DIRECTIONS
How many lines of the entries below include the word "push"? Answer with the number alone.

Dataset entries:
PR #393, opened 2019-06-28
Revisions/add text users learning objects

pzalep1:
This PR is to add text to the query for the route to fetch a users learning objects in the builder and dashboard.


src/drivers/MongoDriver.ts
```diff
@@ -1561,7 +1562,12 @@ export class MongoDriver implements DataStore {
       } else {
         query.status = { $in: params.status };
       }
-
+      if (params.text) {
+        if (!query.$or) {
+          query.$or = [];
+        }
+        query.$or = query.$or.concat([{ description: { $regex: params.text, $options: 'i' } }, { name: { $regex: params.text, $options: 'i'} }]);
```
gshaw1997: If we're truly just adding to an existing array here and not looking to merge two arrays, could we use `.push` over `.concat`?

Sources suggest `.push` is more performant
https://codeburst.io/jsnoob-push-vs-concat-basics-and-performance-comparison-7a4b55242fa9
https://dev.to/uilicious/javascript-array-push-is-945x-faster-than-array-concat-1oki

```suggestion
        query.$or.push({ description: { $regex: params.text, $options: 'i' } }, { name: { $regex: params.text, $options: 'i'} });
```

gshaw1997:
To reduce commit bloat in the master branch, let's use the squash and merge strategy here.

PR #394, opened 2019-07-01
Route read operations on file metadata to FileMeta module

gshaw1997:
**Purpose of this PR**
Refactors the service to use the File Metadata module for retrieving file metadata when loading Learning Objects, downloading files, and fetching file metadata.


src/drivers/MongoDriver.ts
```diff
@@ -1428,45 +1459,53 @@ export class MongoDriver implements DataStore {
...
-      throw new ResourceError('Learning Object Author not found', ResourceErrorReason.NOT_FOUND);
+        },
+      ])
+      .toArray();
+    if (results && results[0]) {
+      const object = results[0];
+      object.materials.files = object.orderedFiles;
+      delete object.orderedFiles;
+      const author = await this.fetchUser(object.authorID);
+      return this.generateLearningObject(author, object, params.full);
```
nvisal1: Why did you remove the check for the author? What if the author is undefined?

src/drivers/MongoDriver.ts
```diff
@@ -1538,16 +1584,14 @@ export class MongoDriver implements DataStore {
...
-      const author = await this.fetchUser(object[0].authorID);
-      if (author) {
-        return this.generateReleasedLearningObject(author, object[0], params.full);
-      }
-      throw new ResourceError('Learning Object Author not found', ResourceErrorReason.NOT_FOUND);
+    if (results && results[0]) {
+      const object = results[0];
+      object.materials.files = object.orderedFiles;
+      delete object.orderedFiles;
+      const author = await this.fetchUser(object.authorID);
```
nvisal1: Why did you remove the check for the author? What if the author is undefined?

src/drivers/MongoDriver.ts
gshaw1997: The author should never be undefined if the Learning Object exists, if it is, there's data inconsistency within the system, and is not a result of the requester requesting a resource that doesn't exist. I would say at that point its an Internal Service Error.

Additionally, I believe we should continue to handle throwing these sorts of errors at the interactor level, since it knows the full context of the request and can convey errors in relation to that. In this case, I think it's confusing for a client requesting a Learning Object to receive an error about a user resource not existing.

src/drivers/MongoDriver.ts
gshaw1997: The author should never be undefined if the Learning Object exists, if it is, there's data inconsistency within the system, and is not a result of the requester requesting a resource that doesn't exist. I would say at that point its an Internal Service Error.

Additionally, I believe we should continue to handle throwing these sorts of errors at the interactor level, since it knows the full context of the request and can convey errors in relation to that. In this case, I think it's confusing for a client requesting a Learning Object to receive an error about a user resource not existing.

PR #396, opened 2019-07-01
Refactor File Operations to a Module

nvisal1:
***Purpose of this PR***
* Move single file download logic to the `FileManager` module
* Expose functions for deleting files and folders in the `FileManager` module
* Refactor `FileManager` module to follow the Service Module pattern
* Remove legacy file upload code
* Remove the `URL` property from Learning Object PDF -> `breaking change`


src/FileManager/adapters/FileManagerAdapter.ts
```diff
@@ -1,15 +1,11 @@
-import { FileManager } from '../shared/interfaces/interfaces';
-import { uploadFile } from './FileInteractor';
-import { FileUpload } from '../shared/interfaces/FileManager';
-export class FileManagerAdapter {
+import { uploadFile } from '../Interactor';
+import { FileUpload } from '../typings/file-manager';
+import { FileManagerAdapter as FileManagerAdapterInterface } from '../interfaces/FileManagerAdapter';
+export class FileManagerAdapter implements FileManagerAdapterInterface {
```
gshaw1997: If using the `ServiceModule` could we export the functions we want to expose from this module like done [here](https://github.com/Cyber4All/learning-object-service/pull/384#discussion_r297806866), instead for consistency. I know this isn't documented anywhere yet, but will do so when going through and writing up comprehensive docs for using the pattern.

src/FileManager/adapters/FileManagerAdapterStub.ts
```diff
@@ -0,0 +1,22 @@
+
```
gshaw1997: What's the purpose of this stub? Shouldn't the dependent of this dependency provide this mock for tests?

src/FileManager/typings/file-manager.ts
```diff
@@ -0,0 +1,54 @@
+import { CompletedPartList, CompletedPart } from 'aws-sdk/clients/s3';
+
+// Export aliased types for ease of update in the case that AWS S3 is no longer the driver used.
+export type CompletedPart = CompletedPart;
+export type CompletedPartList = CompletedPartList;
+
+export interface FileUpload {
```
gshaw1997: Is this still needed?

src/FileManager/typings/file-manager.ts
```diff
@@ -0,0 +1,54 @@
...
+    path: string;
+    // FIXME: This should define the specific types it can take
+    data: any;
+  }
+
+export interface MultipartFileUpload extends FileUpload {
```
gshaw1997: Is this still needed?

src/FileManager/typings/file-manager.ts
```diff
@@ -0,0 +1,54 @@
...
+    partNumber: number;
+    uploadId: string;
+}
+
+export interface MultipartFileUploadStatus {
```
gshaw1997: Is this still needed?

src/FileManager/typings/file-manager.ts
```diff
@@ -0,0 +1,54 @@
...
+    _id: string;
+    path: string;
+    completedParts: CompletedPartList;
+    createdAt: string;
+}
+export interface MultipartFileUploadStatusUpdates {
```
gshaw1997: Is this still needed?

src/FileManager/typings/file-manager.ts
```diff
@@ -0,0 +1,54 @@
...
+    partsUploaded: number;
+    bytesUploaded: number;
+}
+
+export interface MultipartUploadData {
```
gshaw1997: Is this still needed?

src/FileManager/typings/file-manager.ts
```diff
@@ -0,0 +1,54 @@
...
+    uploadId?: string;
+    url?: string;
+    completedPart?: CompletedPart;
+}
+
+export interface DZFileMetadata {
```
gshaw1997: Is this still needed?

src/FileManager/typings/file-manager.ts
```diff
@@ -0,0 +1,54 @@
...
+    dzchunkindex?: number;
+    dztotalfilesize?: number;
+    dzchunksize?: number;
+    size?: number;
+    dztotalchunkcount?: number;
+    dzchunkbyteoffset?: number;
+    fullPath: string;
+}
+
+export interface DZFile extends DZFileMetadata {
```
gshaw1997: Is this still needed?

src/FileMetadata/adapters/FileMetadataAdapter.ts
```diff
@@ -0,0 +1,39 @@
+import { LearningObjectFile, FileMetadataFilter } from '../typings';
```
gshaw1997: An adapter isn't needed here. The functions are already exposed via the module

src/LearningObjects/PDFKitDriver.ts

ANSWER SECTION
5